ADV_LLD.2 Semiformal low-level design
Dependencies:
ADV_HLD.3 Semiformal high-level design
ADV_RCR.2 Semiformal correspondence demonstration
Developer action elements:
ADV_LLD.2.1D The developer shall provide the low-level design of the TSF.
Content and presentation of evidence elements:
ADV_LLD.2.1C The presentation of the low-level design shall be semiformal.
ADV_LLD.2.2C The low-level design shall be internally consistent.
ADV_LLD.2.3C The low-level design shall describe the TSF in terms of modules.
ADV_LLD.2.4C The low-level design shall describe the purpose of each module.
ADV_LLD.2.5C The low-level design shall define the interrelationships between the modules in terms of provided security functionality and dependencies on other modules.

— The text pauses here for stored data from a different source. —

PR #355, opened 2019-06-09
Cleanup tests

adnanhemani:
[X] Wrote test for feature

**Changes proposed:**
Fixes test suite as proposed in #354. Also, removes any calls to deprecated API calls from the datascience library in the test suite.


davidwagner:
One test is failing: `ValueError: a and p must have same size` vs `ValueError: 'a' and 'p' must have same size` in the doctest for `sample()`.  See the Travis logs.

davidwagner:
I still don't fully understand why we're renaming the test args from `t` to `table` or why some of those test methods use `t = table` and others use `t = table.copy()`.  However if you tell me that this is correct, I'll rely on you.  The rest looks great.

adnanhemani:
The renaming of the args has to do with the fixtures not being able to be changed during the tests. It makes sense to me, but I'm mainly relying on @deculler's analysis on the t=table vs t=table.copy() (this is also legacy from before - so I'm confident on that as well)

PR #358, opened 2019-06-10
Fix append_column to return the table for method chaining

adnanhemani:
[X] Wrote test for feature

**Changes proposed:**
Made Table#append_column return the table and updating doctests. Inspired from #344. Thank you @nnj1!


davidwagner:
@adnanhemani , huh, tests seem to be failing here, and I'm not sure what's going wrong.  Some of it is whitespace, but other of it is that values don't seem to be getting printed with dollar signs despite specification of the CurrencyFormatter.  Hope you can investigate -- I can't immediately see what's going wrong.

Issue #367, opened 2019-06-12
Incorrect UserWarning with predicates and strings


davidwagner:
Passing a string to an `are.*` predicate triggers a UserWarning about passing an array or list to a predicate.

It looks like the `check_iterable()` introduced in PR #292 goes overboard; a string is an iterable, so it triggers a warning.  Passing a string ought to be fine.  Perhaps we need to narrow that check to only warn on passing a list or numpy array?  (I doubt anyone is going to pass a Row or a Table so no need to check for those, probably.)

For instance, 

```
> t.where('Sizes',  are.equal_to('L'))
UserWarning: Do not pass an array or list to a predicate.
If you are trying to find rows where two columns are the
same, use table.where('c', are.equal_to, table.column('d'))
instead of table.where('c', are.equal_to(table.column('d'))).
```

(from `datascience/predicates.py`, line 52)

We need to fix this before the summer class starts -- otherwise students will be very confused.

PR #369, opened 2019-06-12
Don't warn when passing a string to a predicate

davidwagner:
[x] Wrote test for feature

**Changes proposed:**
Fixes issue #367, where we incorrectly warned when passing a string to an `are.*` predicate.


davidwagner:
I'm going to optimistically merge this, so we're ready for the summer class.  If we find problems, we can revert it.

PR #798, opened 2024-09-05
Track transaction time

smcgivern:
~~I'm not sure if this is the correct way to track it (on the server, with an always-outdated timestamp), but I couldn't see an obvious way to track this on the client side, and logically a transaction must be tied to a particular server connection, right?~~ Now tracking on the client side.

Closes https://github.com/postgresml/pgcat/issues/114 (`total_query_time` is already implemented).

### DIFF
--- a/tests/ruby/stats_spec.rb
+++ b/tests/ruby/stats_spec.rb
@@ -12,11 +12,11 @@ describe "Stats" do
   end
 
   describe "SHOW STATS" do
-    context "clients connect and make one query" do
-      it "updates *_query_time and *_wait_time" do
+    context "clients connect and issue queries" do
+      it "updates {avg,total}_{query,xact,wait}_{time,count}" do
         connections = Array.new(3) { PG::connect("#{pgcat_conn_str}?application_name=one_query") }
         connections.each do |c|
-          Thread.new { c.async_exec("SELECT pg_sleep(0.25)") }
+          Thread.new { c.transaction { |t| t.async_exec("SELECT pg_sleep(0.25);") } }
         end
         sleep(1)
         connections.map(&:close)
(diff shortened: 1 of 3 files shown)


tests/ruby/stats_spec.rb
```diff
@@ -29,6 +29,9 @@
         expect(results["total_query_time"].to_i).to be_within(200).of(750)
         expect(results["avg_query_time"].to_i).to be_within(50).of(250)
 
+        expect(results["total_xact_time"].to_i).to be_within(200).of(750)
```
smcgivern, line 32: This is failing in CI:

```
  1) Stats SHOW STATS clients connect and make one query updates *_query_time and *_wait_time
     Failure/Error: expect(results["total_xact_time"].to_i).to be_within(200).of(750)
       expected 1203 to be within 200 of 750
     # ./stats_spec.rb:32:in `block (4 levels) in <top (required)>'
```

It passes locally for me inside the dev container, but I wonder if that shows that this approach is flawed.

Having said that, I do see other specs fail some of the time, like this, which I don't think I broke:

```
  1) Stats SHOW POOLS bad database name does not change any stats
     Failure/Error: expect(results["sv_idle"]).to eq("1")

       expected: "1"
            got: "2"

       (compared using ==)
     # ./stats_spec.rb:72:in `block (4 levels) in <top (required)>'
```

drdrsh:
I am testing this with 
```
pgbench -i
pgbench -c 5 -j 10 -T 1800 -P 10 -S
```
and seeing monotonically increasing avg transaction time. 

Screenshot from 2024-09-06 09-01-13

I am trying to figure out the reason for it, also I would expect the tests to fail so we probably have a coverage gap here that we'll want to address

smcgivern:
Ha, yes, this is definitely wrong. I added a test that runs more queries (not in a transaction), and it fails with:

```
  1) Stats SHOW STATS clients connect and make one query updates *_query_time and *_wait_time
     Failure/Error: expect(results["total_xact_time"].to_i).to be_within(200).of(750)
       expected 51397 to be within 200 of 750
     # ./stats_spec.rb:50:in `block (4 levels) in <top (required)>'
```

When this metric should not have increased in that time.

tests/ruby/stats_spec.rb
```diff
@@ -25,9 +25,42 @@
...
+
+        results = admin_conn.async_exec("SHOW STATS")[0]
+        admin_conn.close
+        # Three more queries
+        expect(results["total_query_count"].to_i).to eq(12)
+        expect(results["total_query_time"].to_i).to be_within(225).of(1125)
+        # Average is 125ms in the current stats period
+        expect(results["avg_query_time"].to_i).to be_within(25).of(125.0)
+
+        # Autocommit transactions still increase the count and time
```
smcgivern, line 59: This was already the case, and is the same as PgBouncer: https://github.com/pgbouncer/pgbouncer/blob/e2a2a682fe9069366fca970ec2492d774b4f6b40/test/test_admin.py#L74-L75

PR #800, opened 2024-09-06
Automatically start systemd service if config file is present

MrSerth:
Previously, upgrading the deb package stopped the service but didn't reenable it after a successful upgrade. This made upgrading the package more difficult and required a second step to restart the service. With this commit, the systemd service is automatically started when the default config file is present.

### DIFF
--- a/postinst
+++ b/postinst
@@ -7,3 +7,7 @@ systemctl enable pgcat
 if ! id pgcat 2> /dev/null; then
 	useradd -s /usr/bin/false pgcat
 fi
+
+if [ -f /etc/pgcat.toml ]; then
+	systemctl start pgcat
+fi


drdrsh:
Thank you for the patch!

Can you share steps I can follow to reproduce the issue and verify that the patch works? Can these steps be replicated in a test or would it be too much work?

I don't use the deb package so I don't where to start :sweat_smile:

AndrewJackson2020:
> Thank you for the patch!
> 
> Can you share steps I can follow to reproduce the issue and verify that the patch works? Can these steps be replicated in a test or would it be too much work?
> 
> I don't use the deb package so I don't where to start 😅

Running systemd in a container is a very non trivial problem. Might be more trouble than it's worth to write an automated test for this.

MrSerth:
> Running systemd in a container is a very non trivial problem.

That’s true, indeed. Unfortunately, I don’t have any solution or recommendation here either.

PR #807, opened 2024-09-08
Implement Strict Config Parsing

AndrewJackson2020:
Currently when pgcat passes toml config files upon encountering any misspelled or unknown fields they are simply ignored. This is not ideal as a user could simply misspell a field, pgcat seemingly runs normally, and it could take a bit of debugging unknown behavior before the user realized they misspelled a field. Contrast that scenario with the behavior of this PR where a misspelled field will not allow pgbouncer to run until the config is fixed, much more explicit and causes problems to be caught earlier.

Some potential issues:
- This is a breaking change, there could be pgcat instances in the wild with misspelled or erroneous config fields that run fine with older versions but would not work with this patch until said fields are fixed/removed
- reload functionality will have to handle errors differently from startup functionality. Ideally on reload a log line is generated and if being run from the admin console a notify message is sent to the user but no change is made to the running process.

### DIFF
--- a/src/admin.rs
+++ b/src/admin.rs
@@ -568,12 +568,17 @@ where
     T: tokio::io::AsyncWrite + std::marker::Unpin,
 {
     info!("Reloading config");
+    let mut res = BytesMut::new();
 
-    reload_config(client_server_map).await?;
+    // TODO If error print what the error was
+    match reload_config(client_server_map).await {
+        Ok(_) => (),
+        Err(_) => {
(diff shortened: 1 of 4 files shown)


AndrewJackson2020:
Tested the reload functionality and can confirm that the server does not crash on reload of an invalid config. Had to modify the admin console `reload` command to warn the user that the reload command failed instead of returning an error but it seems to work.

ADV_LLD.2.6C The low-level design shall describe how each TSP-enforcing function is provided.
ADV_LLD.2.7C The low-level design shall identify all interfaces to the modules of the TSF.
ADV_LLD.2.8C The low-level design shall identify which of the interfaces to the modules of the TSF are externally visible.
ADV_LLD.2.9C The low-level design shall describe the purpose and method of use of all interfaces to the modules of the TSF, providing complete details of all effects, exceptions and error messages.
ADV_LLD.2.10C The low-level design shall describe the separation of the TOE into TSP-enforcing and other modules.
Evaluator action elements:
ADV_LLD.2.1E The evaluator shall confirm that the information provided meets all requirements for content and presentation of evidence.
ADV_LLD.2.2E The evaluator shall determine that the low-level design is an accurate and complete instantiation of the TOE security functional requirements.